Items listed in a dataset

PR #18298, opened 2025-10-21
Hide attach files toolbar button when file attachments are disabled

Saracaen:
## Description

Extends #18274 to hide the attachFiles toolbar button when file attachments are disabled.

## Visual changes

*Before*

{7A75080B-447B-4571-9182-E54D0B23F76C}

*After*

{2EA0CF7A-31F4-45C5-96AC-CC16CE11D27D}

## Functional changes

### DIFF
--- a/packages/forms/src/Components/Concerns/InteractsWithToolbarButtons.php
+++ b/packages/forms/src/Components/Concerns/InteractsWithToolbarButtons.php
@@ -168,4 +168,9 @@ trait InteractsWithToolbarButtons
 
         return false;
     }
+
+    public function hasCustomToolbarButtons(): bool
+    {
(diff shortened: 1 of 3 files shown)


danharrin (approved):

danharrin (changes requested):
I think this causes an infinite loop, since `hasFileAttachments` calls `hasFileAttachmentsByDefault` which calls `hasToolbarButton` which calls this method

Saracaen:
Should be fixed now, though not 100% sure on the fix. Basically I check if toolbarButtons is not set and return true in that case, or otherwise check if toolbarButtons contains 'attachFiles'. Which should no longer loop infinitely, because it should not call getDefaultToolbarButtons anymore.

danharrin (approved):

...

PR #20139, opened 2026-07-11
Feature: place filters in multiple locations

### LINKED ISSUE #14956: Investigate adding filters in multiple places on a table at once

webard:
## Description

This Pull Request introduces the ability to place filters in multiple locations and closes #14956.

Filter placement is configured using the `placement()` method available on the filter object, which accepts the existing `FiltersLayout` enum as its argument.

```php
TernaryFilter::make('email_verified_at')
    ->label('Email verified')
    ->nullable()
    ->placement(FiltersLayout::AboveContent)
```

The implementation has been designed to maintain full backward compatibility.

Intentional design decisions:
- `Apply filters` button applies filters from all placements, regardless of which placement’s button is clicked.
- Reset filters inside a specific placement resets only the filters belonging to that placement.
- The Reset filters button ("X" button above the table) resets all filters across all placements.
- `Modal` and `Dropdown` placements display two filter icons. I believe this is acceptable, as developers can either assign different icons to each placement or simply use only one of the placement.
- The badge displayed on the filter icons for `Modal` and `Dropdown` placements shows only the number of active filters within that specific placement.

**How to complete this task:** Output, from the data above, the lines from the line with "- The Reset" to the line with "of the placement." exactly as they stand, both ends included and nothing else.

**Solution for this problem:**
- The Reset filters button ("X" button above the table) resets all filters across all placements.
- `Modal` and `Dropdown` placements display two filter icons. I believe this is acceptable, as developers can either assign different icons to each placement or simply use only one of the placement.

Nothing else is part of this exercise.